(RECORDED DATA)
PR #124, opened 2015-09-08
Add some rest presence tests

SimonWoolf:
much simpler now there's the ably-common fixtures and the normalised cipher interface, so based off the `CipherParams` branch


paddybyers:
Thanks

Issue #98, opened 2015-08-21
ably-js doesn't dispose of the websocket resource if the connection attempt times out


SimonWoolf:
See https://github.com/ably/ably-js/pull/91#issuecomment-132729832

SimonWoolf:
needs to be reexamined with new-upgrade

SimonWoolf:
@me to resurrect https://github.com/ably/ably-js/commit/e50af01f04678ef0b6051493b717f3dfa2fa4180#diff-d62974e471aa1550b450c96d34575c78R134 with renamed timer

SimonWoolf:
Fixed by https://github.com/ably/ably-js/pull/125

PR #125, opened 2015-09-09
Ensure websocket object is disposed if it fails to connect

SimonWoolf:
Per conversation yesterday. Fixes https://github.com/ably/ably-js/issues/98


paddybyers:
Thanks

PR #126, opened 2015-09-10
Device connection state events 2

SimonWoolf:
New PR as wanted to raise against `new-upgrade` rather than `master`.

Addresses https://github.com/ably/ably-js/issues/99 (apart from the heartbeat thing)

@paddybyers

### DIFF
--- a/common/lib/transport/connectionmanager.js
+++ b/common/lib/transport/connectionmanager.js
@@ -800,6 +800,31 @@ var ConnectionManager = (function() {
 		this.notifyState({state: 'closed'});
 	};
 
+	ConnectionManager.prototype.disconnectAllTransports = function() {
+		Logger.logAction(Logger.LOG_MINOR, 'ConnectionManager.disconnectAllTransports()', 'disconnecting all transports');
+
+		function disconnectTransport(transport) {
+			if(transport) {
+				try {
+					Logger.logAction(Logger.LOG_MINOR, 'ConnectionManager.disconnectAllTransports()', 'disconnecting transport: ' + transport);
+					transport.disconnect();
+				} catch(e) {
+					var msg = 'Unexpected exception attempting to disconnect transport; e = ' + e;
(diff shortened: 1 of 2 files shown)


common/lib/transport/connectionmanager.js
```diff
@@ -123,6 +123,29 @@ var ConnectionManager = (function() {
...
+				}
+			});
+			window.addEventListener('offline', function() {
+				if(self.state == states.connected) {
+					Logger.logAction(Logger.LOG_MINOR, 'ConnectionManager caught browser ‘offline’ event', 'disconnecting active transport');
+					// Not sufficient to just go to the 'disconnected' state, want to
+					// force all transports to reattempt the connection
+					self.disconnectAllTransports();
+					// Try a reconnect immediately rather than wait for the disconnect timeout
+					Utils.nextTick(function() {
```
paddybyers: Is this necessary? I thought we would always go immediately into `connecting` when a disconnection occurs from `connected`. I thought we only had the disconnected timeout if entering `disconnected` from `connecting`.

SimonWoolf: > I thought we would always go immediately into connecting when a disconnection occurs from connected

Doesn't seem to do that, no. Might be missing something, but I can't see any mechanism for that to happen - the retry timer in notifyState is set to whatever the retryDelay for the new state is, doesn't look at the previous state (except to check if it's already there or is a terminal state).

paddybyers: Well it should :) I was thinking of the java library which checks for this explicitly. Maybe in `deactivateTransport` we need to explicitly reattempt connection instead of just notifying the `disconnected` state from the transport.

SimonWoolf: How about something like https://github.com/ably/ably-js/commit/482d277d589182f8b27807cb181c88a6ad46431a? (on PR #130)

SimonWoolf:
Closing in favour of https://github.com/ably/ably-js/pull/130 (raised against `master` as `new-upgrade`'s been merged)

PR #127, opened 2015-09-12
Tests no force ws; fix failure to callback on presence event causing implicit attach

SimonWoolf:
Started out as a PR to just stop forcing web_sockets when not necessary (fixes https://github.com/ably/ably-js/pull/127), ended up also fixing a couple bugs that that exposed:

- If there's an error in an implicit attach caused by sending a presence message, callback with that err. (was only a problem with presence not with normal messages since normal messages get their callback called in `RealtimeChannel#failPendingMessages`). + test (and another test for normal messages, though that one was already passing)

- Fixed an onNack callback typo in protocol.js. (indicator that codepath for NACKs is not well-tested?)

### DIFF
--- a/common/lib/client/realtimepresence.js
+++ b/common/lib/client/realtimepresence.js
@@ -56,7 +56,14 @@ var RealtimePresence = (function() {
 				break;
 			case 'initialized':
 			case 'detached':
-				channel.attach();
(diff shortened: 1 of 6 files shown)


paddybyers:
Thanks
(End RECORDED DATA)
> _WORK TO COMPLETE_
The expected output is the exact run of lines from the start of the entries through the line with "Issue #98, opened 2015-08-21", inclusive.

> _RESULT_
PR #124, opened 2015-09-08
Add some rest presence tests

SimonWoolf:
much simpler now there's the ably-common fixtures and the normalised cipher interface, so based off the `CipherParams` branch


paddybyers:
Thanks

Issue #98, opened 2015-08-21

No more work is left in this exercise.